Including a Signature You can have a block of lines automatically included at the end of every article you post. To do this, create a file called .signature in your home directory containing the lines you want to include at the end of your articles. (On some systems, no more than four lines are allowed in a netnews signature. This varies from system to system.) Be sure to change the permissions on this file to make sure it is readable by everyone. Besides putting your name, e-mail address, and phone number in your signature, you may want to put in your favorite saying. For example,

$ cat .signature

Oscar O. Orez

ooojersey.ATT.COM (201) 555–1234

************************ Life is a Dream! ************************

To avoid irritating fellow netnews readers, do not use lengthy or offensive signatures.

Moderated Newsgroups

Not all newsgroups accept every article posted to them. Instead, some newsgroups, such as rec.humor.funny, have moderators who screen postings and decide which articles get posted. Moderators decide which articles to post by considering the appropriateness, tastefulness, or relative merit of postings. When you read articles with current versions of netnews software, moderated newsgroups are identified in the group heading of articles. When you post an article to a moderated group, your article will be sent directly to the moderator of the group for consideration.

Internet Mailing Lists

A mailing list is a distribution of electronic mail messages to a set list of recipients from a central point. A mailing list manager maintains a subscriber list. A list may or may not be moderated. If not, when a subscriber (or for some lists, when anyone) sends a message to the mailing list manager, this message is posted to everyone on the subscriber list. If the list is moderated, the moderator decides whether to approve messages sent to the mailing list manager. Subscriptions of a mailing list may also be open to everyone, or subscriptions may be restricted by the mailing list manager. All this is accomplished via a mailing list management program, such as LISTSERV (see http://www.lsoft.com/listserv.stm) and Majordomo (see http://www.greatcircle.com/majordomo/). Each mailing list also has an administrative address.Messages are sent to this address when someone wants to subscribe or unsubscribe to the list, or make other changes to their subscription.

Mailing lists number in the tens, and perhaps hundreds, of thousands, and they exist on a tremendous variety of subjects. With so many mailing lists, you may wonder how you might find those that could be of interest to you. Fortunately, there are excellent ways to find mailing lists on particular subjects. One excellent way to find mailing lists is to use CataList, the mailing list directory web site, at http://www.lsoft.com/lists/listref.html. Using CataList, you can do keyword searches to find mailing lists or browse through lists by category CataList knows about more than 74,000 different public mailing lists.

Subscribing and Unsubscribing to a Mailing List

Once you find a mailing list that might include messages of interest to you, you can subscribe to it. To subscribe to a mailing list, you send a command to the administrative address for that mailing list, putting this command as a line in an e-mail message. For mailing lists that use the LISTSERV mailing list software, this command needs to be in the form

subscribe listname your name

where listname is the name of the list and your name is your actual name, not your e-mail address. For mailing lists that use Majordomo, you do not include your name on this line.

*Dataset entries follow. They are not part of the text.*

PR #7675, opened 2025-11-03
[Migration] Run Migration to Update Control Flow Syntax and Self Closing Tag

KhizerRehan:
This PR migrates Angular templates from legacy control flow syntax (*ngIf, *ngFor, *ngSwitch) to the new control flow syntax ("@ if", "@ for", "@ switch") and updates self-closing tags to use the new syntax (<tag />). This is a modernization effort to align with Angular's current best practices and improve template readability.

Changes:

- Replaced "*ngIf" directives with "@ if" blocks
- Replaced "*ngFor" directives with "@ for" loops with track expressions
- Replaced "*ngSwitch" with "@ switch" blocks
- Updated self-closing HTML tags to use />

**Which issue(s) this PR fixes**:

Fixes #7674 7674

/kind chore

**What type of PR is this?**

**Special notes for your reviewer**:

**Documentation**:

```documentation
NONE
```

**Does this PR introduce a user-facing change? Then add your Release Note here**:

```release-note
Migrate Angular templates to new control flow syntax and self-closing  tags for code consistency and modern Angular standards compliance
```

PR #8049, opened 2026-04-29
Fix Duplicate ng-template Names

KhizerRehan:

Angular enforces unique ng-template names to avoid ambiguity in schematic processing, and this issue was discovered while testing the Angular migration script, as duplicate template names could lead to corrupt or incorrect transformation output.

> FYI: This restriction was introduced with Angular 17's control-flow schematic and is enforced in all
subsequent versions (Angular 18, 19, 20+).

#### **Angular GitHub references:**
- PR [#53204](https://github.com/angular/angular/pull/53204) — "Update CF migration to skip templates with duplicate ng-template names" (Nov 28, 2023)

Ref: https://github.com/kubermatic/dashboard/pull/7675

**What type of PR is this?**
/kind cleanup

**FYI:**
Found while running the migration script: it didn’t auto-convert some files and showed a warning, but this is a pure rename to satisfy Angular’s requirement for unique _ng-template_ names within a component, with no **behavior** change.

```release-note
NONE
```

**Documentation**:

```documentation
NONE
```

**Test issue**:

```test-issue
NONE
```

### DIFF
--- a/modules/web/src/app/shared/components/tab-card/tab/component.ts
+++ b/modules/web/src/app/shared/components/tab-card/tab/component.ts
@@ -22,5 +22,5 @@ import {Component, Input, TemplateRef, ViewChild, ContentChild} from '@angular/c
 export class TabComponent {
   @Input() label: string;
   @ViewChild(TemplateRef) template: TemplateRef<any>;
-  @ContentChild('tabLabel') labelTemplate: TemplateRef<any>;
+  @ContentChild(TemplateRef) labelTemplate: TemplateRef<any>;
 }
--- a/modules/web/src/app/cluster/details/cluster/template.html
+++ b/modules/web/src/app/cluster/details/cluster/template.html
@@ -611,7 +611,7 @@ limitations under the License.
     </km-tab>
     @if (cluster.spec.opaIntegration?.enabled) {
     <km-tab label="OPA Constraints">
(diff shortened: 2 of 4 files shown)


modules/web/src/app/shared/components/tab-card/tab/component.ts
```diff
@@ -22,5 +22,5 @@ import {Component, Input, TemplateRef, ViewChild, ContentChild} from '@angular/c
 export class TabComponent {
   @Input() label: string;
   @ViewChild(TemplateRef) template: TemplateRef<any>;
-  @ContentChild('tabLabel') labelTemplate: TemplateRef<any>;
+  @ContentChild(TemplateRef) labelTemplate: TemplateRef<any>;
```
KhizerRehan, line 25: Note for Reviewer:

Why I did changed from "string" to TemplateRef

* `@ ContentChild('tabLabel')` uses a fixed template name as a shared contract between parent and child, so every `<km-tab>` must define `#tabLabel`, which can lead to duplicate names in the same template when multiple siblings exist.

* `@ ContentChild(TemplateRef)` has no naming contract and simply picks up the projected template per instance, so each `<km-tab>` resolves its own content independently with no collisions.

ahmadhamzh (approved):
/approve

PR #8059, opened 2026-05-07
Fix km-tab label regression introduced by #8049

KhizerRehan:
 This PR fixes the regression introduced by #8049 that broke the Clusters Overview page by causing the <km-tab> label-template content  query to capture unrelated TemplateRef instances produced by structural directives inside the tab body (e.g. *matHeaderCellDef from  mat-table).        

image

#### Why It Broke
@ContentChild(TemplateRef) matches the first TemplateRef instance in projected content. Angular structural directives such as    `*matHeaderCellDef, *matCellDef, *matRowDef, *ngIf,` etc. desugar to <ng-template> and produce TemplateRef instances. 

Fixes #

**What type of PR is this?**
/kind bug                                                 
/kind regression

```release-note
NONE
```

**Documentation**:

```documentation
NONE
```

Often you will find that you are not as interested in the messages posted to a particular mailing list as you thought you might be, or you just find yourself swamped with messages. If this is the case, you might decide to unsubscribe to the mailing list. To do this, on the first line of an e-mail message send the command

signoff listname

if the mailing list uses LISTSERV software or the command

unsubscribe listname

if the mailing list uses Majordomo list management software.

Caution

Many people try to subscribe or unsubscribe to a mailing list by sending a message to the list address rather than the administrative address. Never do this, because all this does is post your message (subscribe or unsubscribe) to everyone on the list!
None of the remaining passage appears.